モーリスが同情を誘おうとしているようには見えないけど、あんなことがあった後だから心配してくれているのかな?

「はい、ご迷惑でなければ」


「僕には腹違いの兄がいるのですが、兄は非嫡出子でして。僕が八歳のとき、兄の産みの母が亡くなって父が家に連れてきました」

「パトリシア、アリシアとセシルが来たのは、パトリシアが八歳になる年のことだったよね?」

「はい」

それとモーリスの話と関係あるのかな?

「パトリシアはアリシアとセシルとはどうやって仲良くなったの?」

「一緒にお茶をしたり、お散歩したりですかね」

あの頃の二人は可愛かったな、今も可愛いんだけど。

「だって」

「それは幼い子供のときだからできたことで…」

それに二人が年下だったから良かったけど、年上だったら私もどうもできなかったかもしれない。

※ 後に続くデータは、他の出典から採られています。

PR #1925, opened 2022-04-12
[CIS-1764] Fix connection recovery issues

evsaev:
### 🔗 Issue Link

CIS-1764

### 🎯 Goal

Fix connection recovery issues, mainly:
- recovery flow is triggered on the first login
- recovery flow is not canceled when `ChatClient` is deallocated
- recovery flow is not canceled on disconnect 
- active components are not untracked when chat client is connected with another user
- `/sync` cooldown is applied to connection recovery flow

### 🛠 Implementation

Update `SyncRepository` to run recovery flow only for further connections. If it's the 1st connection, the `lastSyncedAt` is set to the current timestamp and will be used as a reference date for `/sync` endpoint when the web socket is reconnected.

### 📝 Changes

N/A

### 🎨 UI Changes

N/A

### 🧪 Testing

Use `LogConfig.level = .debug; LogConfig.subsystems = [.offlineSupport]` in DemoApp
Run `DemoApp` on the device

**Recovery flow is not triggered for the 1st session:**
1. Sign in as any user
1. Check the logs, make sure connection recovery flow is **not triggered**
1. Send app to background
1. Wait for web-socket to be disconnected
1. Send app to foreground
1. Check the logs, make sure connection recovery flow is **triggered**

### ☑️ Contributor Checklist

### DIFF
--- a/Sources/StreamChat/ChatClient.swift
+++ b/Sources/StreamChat/ChatClient.swift
@@ -66,25 +66,29 @@ public class ChatClient {
 
     // MARK: Repositories
 
-    private(set) lazy var messageRepository = MessageRepository(database: databaseContainer, apiClient: apiClient)
-    private(set) lazy var offlineRequestsRepository = OfflineRequestsRepository(
-        messageRepository: messageRepository,
-        database: databaseContainer,
-        apiClient: apiClient
+    private(set) lazy var messageRepository = environment.messageRepositoryBuilder(
+        databaseContainer,
+        apiClient
+    )
+    
+    private(set) lazy var offlineRequestsRepository = environment.offlineRequestsRepositoryBuilder(
+        messageRepository,
+        databaseContainer,
+        apiClient
     )
 
     /// A repository that handles all the executions needed to keep the Database in sync with remote.
     private(set) lazy var syncRepository: SyncRepository = {
         let channelRepository = ChannelListUpdater(database: databaseContainer, apiClient: apiClient)
-        return SyncRepository(
-            config: config,
-            activeChannelControllers: activeChannelControllers,
-            activeChannelListControllers: activeChannelListControllers,
-            channelRepository: channelRepository,
-            offlineRequestsRepository: offlineRequestsRepository,
-            eventNotificationCenter: eventNotificationCenter,
-            database: databaseContainer,
-            apiClient: apiClient
+        return environment.syncRepositoryBuilder(
+            config,
+            activeChannelControllers,
+            activeChannelListControllers,
+            channelRepository,
+            offlineRequestsRepository,
+            eventNotificationCenter,
+            databaseContainer,
+            apiClient
         )
     }()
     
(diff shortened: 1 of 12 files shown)


evsaev:
We do not cancel connection recovery flow/don't stop tracking active components when the connection is initiated for another user. Will convert back from draft when it's fixed

Sources/StreamChat/Repositories/SyncRepository.swift
```diff
@@ -64,6 +63,32 @@ class SyncRepository {
...
+        cancelRecoveryFlow()
+    }
+    
+    func syncLocalState(completion: @escaping () -> Void) {
+        cancelRecoveryFlow()
+        
+        getUser { [weak self] in
+            guard let currentUser = $0 else {
+                log.error("Current user must exist", subsystems: .offlineSupport)
+                completion()
```
b-onc, line 77: This errors but nothing is done?

b-onc (approved):

Sources/StreamChat/Repositories/SyncRepository.swift
evsaev: Yep, it's weird but I decided not to touch the API of `SyncRepository`, just adjust the implementation. 

We can update the completion closure in `syncLocalState` to receive error but the thing is we don't interrupt the reconnection flow when some operation fails with an unrecoverable error we just move on to the next step.

Unless we propagate error from operation somehow, adding `Error` to completion won't change much because even if recovery flow has failed, completion would be called with `nil` error.

bielikb (approved):

Sources/StreamChat/Workers/ChatClientUpdater.swift
```diff
@@ -54,7 +54,11 @@ class ChatClientUpdater {
 
             // Re-create backgroundWorker's since they are related to the previous user.
             client.createBackgroundWorkers()
-
+            
+            // Stop tracking active components
+            client.activeChannelControllers.removeAllObjects()
+            client.activeChannelListControllers.removeAllObjects()
```
polqf, line 60: We should be calling a method on the client, and not know that much from here.

It could also be recreating background workers in an opaque way. This "updater" component knows too much now

Sources/StreamChat/Workers/ChatClientUpdater.swift
```diff
@@ -161,6 +165,9 @@ class ChatClientUpdater {
     /// Disconnects the chat client the controller represents from the chat servers. No further updates from the servers
     /// are received.
     func disconnect(source: WebSocketConnectionState.DisconnectionSource = .userInitiated) {
+        client.apiClient.flushRequestsQueue()
+        client.syncRepository.cancelRecoveryFlow()
```
polqf, line 169: Same as before

Tests/StreamChatTests/Repositories/SyncRepository_Tests.swift
```diff
@@ -83,10 +135,15 @@ final class SyncRepository_Tests: XCTestCase {
...
+        
+        try prepareForSyncLocalStorage(
+            createUser: true,
+            lastSynchedEventDate: .init(),
+            createChannel: false
+        )
 
         waitForSyncLocalStateRun()
 
-        XCTAssertNil(lastSyncAtValue)
```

カイルは相談に乗るつもりはないのか、面倒くさそうにしている。

「僕も子供のときそうしてれば良かったんですね」

モーリスは眉を下げて笑う。

「それで、今日はお兄様は?」

「兄は非嫡出子な事を気にしてか、社交界には顔を出さないんです。ずっと自室に籠もっていて顔もろくに見ていません」

非嫡出子なんて少なくないだろうけど、噂好きの貴族達の餌食になるのは間違いないからね。

「でも、何故今になって仲良くなりたがっているの?」

「僕もそろそろ婚約の話が出てきているのですが、このまま婚約の話が進み別世帯になったら、兄の身に何かあっても気づけない。だから、今のうちに何でも相談し合える仲になって、いざというときに力になれるようにしたいんです」

優しい人だな、私が同じ立場だったとしても多分そんな事を考えたりはしないだろう。

社交界にも出ず、部屋に籠もっている人とコミュニケーションを取るのって難しいよね、うーん…そうだ

「手紙を書いてみたらどうですか?面と向かって話すのが難しいようですし」

一番は顔を見て話したほうが良いんだろうけど…

「手紙ですか…試してみます。フローレス公女様ありがとうございます」

モーリスは深々とお辞儀をして去っていった。

大したアドバイスはできてないけど…大丈夫かな?

「やっと終わったね。飲み物を貰いに行ってくるよ」

あれ?カイルって飲み物を貰いに行ったんだよね。

「先程貰いに行ったのでは?」

「貰いに行く途中で、君が声をかけられているのが見えて心配で戻ったんだよ」

カイルが私の両頬を包む。私もちゃんと警戒はしていたから心配しなくても大丈夫なのに

「…ありがとうございます。でも、近くにいろって言ったのに離れていったのはカイル様ですよ」

思わず余計な一言を言ってしまったが、私はカイルが飲み物を取りに行っている間一歩も動いていない。

「……ごめんね。飲み物は一緒に貰いに行こっか」

カイルは今まで見たことないぐらい嬉しそうな顔をしている。そんなに喉が渇いていたのか、私のせいで戻らせて悪いことをしたな。